Present and Future Climate Characteristics of Alberta

The average projected changes of precipitation and temperature of Alberta with reference to the baseline period, between 2011 and 2100, will be about +20 % and 4.4 °C (Jiang et al.,2017) and a mean annual temperature increase by 1.3% (Wang et al.,2016). Figure 5 shows the full range of potential climate outcomes. The cool and hot models are representative of the minimum and maximum amount of change expected showing shifts of major subregion climates northward. The maximum shifts expected suggest that the immigration of exotic species to Alberta will become vital ( Schneider,2013). Tree species and their populations are usually genetically adapted to the local climate conditions where they occur based on the assumption that the local environment is best for local seed sources ((Zihaohan et al.,2021). Tree populations are expected to exhibit poor adaptation if planted outside their local environment. (O'Neill and Aitken, 2004).)

There has been a continuous increase in global temperatures. This results in a discrepancy between the current climate, tolerance of the species, and genetic adaptation to local conditions (Gray and Hamman,2013). This discrepancy has brought about serious disruptions to forest health and productivity in western Canada. ( Hauvenet et al., 2013 ) Assisted migration of plants northward and upward, may be necessary, especially for species that are less mobile or adaptive (Hoegh-Guldberg and others 2008). This will elevate the chances that climate conditions to which local populations are adapted match current and future growing environments, and ultimately support forest health and productivity for the coming decades (Zihaohan et al.,2021).

References

ATISC 2007. Controlled Parentage Program Plan for region G2 White spruce tree improvement project in the northwest boreal region in Alberta. Region D1. In: Technical Report 07-09. Alberta Tree Improvement & Seed Center 34 pp.
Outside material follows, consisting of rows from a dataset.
PR #9, opened 2024-04-16
feat: expose decimal and ipaddr constructors

### LINKED ISSUE #8: Expose `newDecimalValue` Function for Simplified Decimal Conversion
**Description:**

The `cedar-go` library uses an `int64` data type to represent decimal values, necessitating specific conversion logic to translate string representations of decimals into their numeric counterparts. Currently, this conversion is only accessible through the `Decimal.UnmarshalJSON` method.

In practice, this implementation poses limitations, especially when integrating with systems that do not use JSON for serialization, such as gRPC. For instance, when receiving data in formats other than the expected JSON structure (`{"__extn": {"fn": "decimal", "arg": "12.5"}}`), there is no straightforward way to utilize `cedar-go`'s conversion logic directly.

To enhance flexibility and usability, I propose making the `newDecimalValue` function publicly accessible. This change would allow developers to directly convert a decimal string like `"12.5"` into the `cedar.Decimal` format (e.g., `cedar.Decimal(125000)`) without dealing with JSON-specific constraints.

Such an enhancement would greatly benefit those of us integrating `cedar-go` with various RPC frameworks and would streamline the handling of decimal data across different platforms.

**Impact:**

- **Broader Usability:** Makes `cedar-go` more versatile and easier to integrate with non-JSON based systems.
- **Simplified Development:** Reduces the need for custom conversion functions or workarounds, leading to cleaner, more maintainable code.

**Proposed Solution:**

Expose the `newDecimalValue` function as a public method, thereby extending the utility of the `cedar-go` library to handle decimal conversions more flexibly.

> If you see fit, I can send a PR making this change.

caiorcferreira:
Closes #8 

*Description of changes:*

Expose `newDecimalValue` and `newIPAddr` functions as public methods.


philhassey:
@caiorcferreira Thanks for the PR!  I see in the PR that this re-did all the indenting of a bunch of files.  Can you set your indent settings to the same as this repo and update the PR?  Thanks!

caiorcferreira:
@philhassey I think now it has the original indenting.

philhassey:
@caiorcferreira Thanks!  Can you add a doc string to the two new functions?

caiorcferreira:
@philhassey just added!

For curiosity, why represent decimals using `int64`? Cedar Rust also does it?

value.go
```diff
@@ -405,7 +405,11 @@ type Decimal int64
 // DecimalPrecision is the precision of a Decimal.
 const DecimalPrecision = 10000
 
-func newDecimalValue(s string) (Decimal, error) {
+// ParseDecimal takes a string representation of a decimal number and converts it into a Decimal type.
```
philhassey, line 408: I actually think just the first line is the only one that is necessary.  (Thanks for all the detail though, but it seems a bit much to me!)

philhassey:
@caiorcferreira Thanks for the docs, I suggested shortening them, I think that'll be easier to read.

I don't recall if int64 is the underlying type in Rust, but if you look at the docs:
https://docs.cedarpolicy.com/policies/syntax-datatypes.html#datatype-decimal

It seems like that's the range that this was made for.

kjamieson-sdm (commented):
PR looks good to me as well, although I agree with @philhassey that the function description comments are probably a little unnecessarily verbose, given we're just following the spec there.

philhassey (approved):
Looks good!

kjamieson-sdm (approved):

philhassey:
Thanks @caiorcferreira !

Gray LK, Gylander T, Mbogga M, Chen P, Hamann A (2011) Assisted migration to address climate change: recommendations for aspen reforestation in western Canada. Ecol Appl 21:1591–1603

Hoegh-Guldberg, O., Hughes, L., McIntyre, S., Lindenmayer, D. B., Parmesan, C., Possingham, H. P., & Thomas, C. D. (2008). Assisted colonization and rapid climate change. Science, 321(5887), 345-346.

John Pedlar, Dan McKenney Canadian Forest Service, Natural Resources Canada CIF Lecture Series, November 15th, 2017

Millar, C. I., Stephenson, N. L., & Stephens, S. L. (2007). Climate change and forests of the future: managing in the face of uncertainty. Ecological applications, 17(8), 2145-2151.

Parmesan, C. (2006). Ecological and evolutionary responses to recent climate change. Annu. Rev. Ecol. Evol. Syst., 37, 637-669.

Rweyongeza, D. M., Barnhardt, L. K., & Hansen, C. R. (2011). Patterns of optimal growth for white spruce provenances in Alberta. Alberta Tree Improvement and Seed Centre, Alberta Sustainable Resource Development.

Schneider, R. R. (2013). Alberta's natural subregions under a changing climate: past, present, and future.

Wang, Y., Pedersen, J. L., Macdonald, S. E., Nielsen, S. E., & Zhang, J. (2019). Experimental test of assisted migration for conservation of locally range-restricted plants in Alberta, Canada. Global Ecology and Conservation, 17, e00572.